The boardroom is not unfounded in its hesitancy to predict the state of the economy in the coming months. The JOBS Act was recently signed into law, the future of the health care reform legislation is under debate, and most companies are in the midst of proxy season. Not to mention the list of proposed and final rules expected to come from the Securities and Exchange Commission and Public Company Accounting Oversight Board.
Thirty-six percent of directors responded that their company’s hiring practices resulted in a net gain in the last quarter. This is a 5 percent increase over Q4 2011. However, the amount of directors who plan to expand their workforce in the next quarter declined by nearly 15 percent.
Produced in conjunction with Pearl Meyer & Partners, this quarter the BCI introduced two questions that will provide significant benchmarks in the coming months. When asked if their CEO is on track to meet incentive plan performance objectives for this fiscal year, 74 percent of directors said their CEO was on schedule. Twenty-two percent noted their CEO was behind schedule.

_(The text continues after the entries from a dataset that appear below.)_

PR #3076, opened 2026-09-05
fix(eve): point eve-source exports at dist

### LINKED ISSUE #3031: Tool with workflow broken

https://github.com/dummdidumm/eve-workflow-bug-repro

### Steps to reproduce

1. `pnpm install`
2. `pnpx eve dev`
3. observe error

Alternatively

1. `pnpm build && pnpm verify:broken-bundle`
2. (you could also publish it to Vercel and then see it fail there once you try to talk to it)

Tools with `"use workflow"` should work - right now they just don't, because `eve-source` condition is requested by `WorkflowBundleBuilder`, which resolves to nothing because the eve npm package does not include the `src` folder but some of the export conditions in `package.json` point to it.

A local patch of pointing to dist instead of src fixes the issue.

### eve version

eve@0.51.1

### Environment

```shell
OS: Linux
Node: v24.18.0
Package manager: pnpm@11
```

### Where does the bug occur?

### Deployment

_No response_

### Build and runtime logs

```shell
irrelevant
```

_No response_

### Additional context

_No response_

ShobhanKarthish:
Closes #3031

## Summary
- Repoint published eve-source export conditions from ./src to ./dist/src (workflow-modules, self-modification, setup).
- Leave package-local #*.js imports on ./src/*.ts for the eve build.

## Test plan
- [x] Confirmed new eve-source targets exist in the eve@0.52.1 tarball
- [ ] Reproduce with dummdidumm/eve-workflow-bug-repro against this change

### DIFF
--- a/.changeset/eve-source-dist-exports.md
+++ b/.changeset/eve-source-dist-exports.md
@@ -1,0 +1,5 @@
+---
+"eve": patch
+---
+
+Point published `eve-source` export conditions at `dist` so Workflow bundle resolution works without the unpublished `src` tree.
--- a/packages/eve/package.json
+++ b/packages/eve/package.json
@@ -182,7 +182,7 @@
       "default": "./dist/src/public/tools/workflow.js"
     },
     "./workflow-modules": {
-      "eve-source": "./src/public/workflow-modules.d.ts",
+      "eve-source": "./dist/src/public/workflow-modules.d.ts",
       "types": "./dist/src/public/workflow-modules.d.ts"
     },
     "./models/openai": {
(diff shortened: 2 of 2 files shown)


AndrewBarba (approved):

AndrewBarba (approved):
Verified against latest main (1807ff9c5); the updated PR head a02e7c0 has exactly the same tree as the locally tested merge.

Confirmed the original 0.51.1 reproduction emits require("eve/workflow") and fails while evaluating the generated driver. Correcting that old export to dist removes the require and the driver evaluates successfully. Current main has intentionally removed eve/workflow in favor of defineWorkflowTool and ctx.agent; the migrated reproduction works on main already.

Separately confirmed a live regression covered by this PR: a defineWorkflowTool executor returning DEFAULT_SELF_MODIFICATION_MODEL imported from eve/self-modification/agent builds a driver containing require("eve/self-modification/agent") with main's exports, and evaluating that driver throws ReferenceError: require is not defined. Applying exactly this PR's export changes removes that require and the generated driver evaluates successfully.

All five changed JavaScript exports bundle without unresolved imports using eve's actual Nitro Rolldown wrapper, createEvePackageImportsPlugin, and workflow step external-package policy. Main's export map fails all five probes. The package build and pack succeed, and the workflow-bundle plus packed self-modification consumption scenarios pass (13 tests).

Approved on code correctness; merge remains contingent on required CI passing.

AndrewBarba (approved):
Verified against latest main (1807ff9c5); the updated PR head a02e7c0 has exactly the same tree as the locally tested merge.

Confirmed the original 0.51.1 reproduction emits require("eve/workflow") and fails while evaluating the generated driver. Correcting that old export to dist removes the require and the driver evaluates successfully. Current main has intentionally removed eve/workflow in favor of defineWorkflowTool and ctx.agent; the migrated reproduction works on main already.

Separately confirmed a live regression covered by this PR: a defineWorkflowTool executor returning DEFAULT_SELF_MODIFICATION_MODEL imported from eve/self-modification/agent builds a driver containing require("eve/self-modification/agent") with main's exports, and evaluating that driver throws ReferenceError: require is not defined. Applying exactly this PR's export changes removes that require and the generated driver evaluates successfully.

All five changed JavaScript exports bundle without unresolved imports using eve's actual Nitro Rolldown wrapper, createEvePackageImportsPlugin, and workflow step external-package policy. Main's export map fails all five probes. The package build and pack succeed, and the workflow-bundle plus packed self-modification consumption scenarios pass (13 tests).

Approved on code correctness; merge remains contingent on required CI passing.

PR #3082, opened 2026-09-05
fix(eve): resolve ten session, tool, and integration failures

### LINKED ISSUE #2195: Title: ESM compat banner double-declares __dirname/__filename for comma-list CJS-global declarations → SyntaxError: Identifier '__dirname' has already been declared at load

not needed :) 

### Steps to reproduce

# Minimal reproduction (no agent needed)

Furthermore, 60 percent of directors are confident their CEO will meet these incentive plan goals.
This week, Goldman Sachs Group Inc. named James J. Schiro to be independent lead director in response to shareholder calls to split the roles of chairman and CEO. Schiro, who has been a member of the board since 2009 and chaired the audit committee, effectively replaces John H. Bryan. Bryan had served as presiding director and will not seek re-election. The difference between lead and presiding directors can be substantial, as lead directors have greater influence over the governance of the board.
The prevalence of independent lead directors has increased in recent years. According to the 2011 NACD Public Company Governance Survey, 65 percent of public companies have an independent lead director, which is the highest rate since NACD began surveying the director community on this question in 1995. Additionally, 88 percent of companies with lead directors said that the position enhanced the board’s effectiveness.
Increased boardroom independence has been in the spotlight recently—for investors and legislators. In 2011, there were 24 shareholder proposals for establishing an independent board chairman (data collected from Jan. 1, 2011 to Jun. 21, 2011). Additionally, shareholders offered up 39 proposals in both 2010 and 2009. In 2010, the Dodd-Frank Act implemented a mandate requiring companies to disclose the rationale behind their current leadership structure—whether the chairman/CEO positions are combined or separated.
The role of the independent lead director has also grown in importance. In 2011, the Report of the NACD Blue Ribbon Commission on the Effective Lead Directorfound that “the lead director has the ability to give the board a competitive advantage.” The Blue Ribbon Commission identified several areas enhanced by lead directors, including: identifying emerging issues and ensuring they are addressed; maximizing board effectiveness; fostering complete board discussion; and providing leadership in times of crisis.
Regardless of leadership structure, an independent voice leading the work of the board enhances any company. Goldman Chairman and CEO Lloyd Blankfein echoed this sentiment, stating, “I know our people and our shareholders will benefit greatly from [Schiro’s] deep experience in his new role on our board.”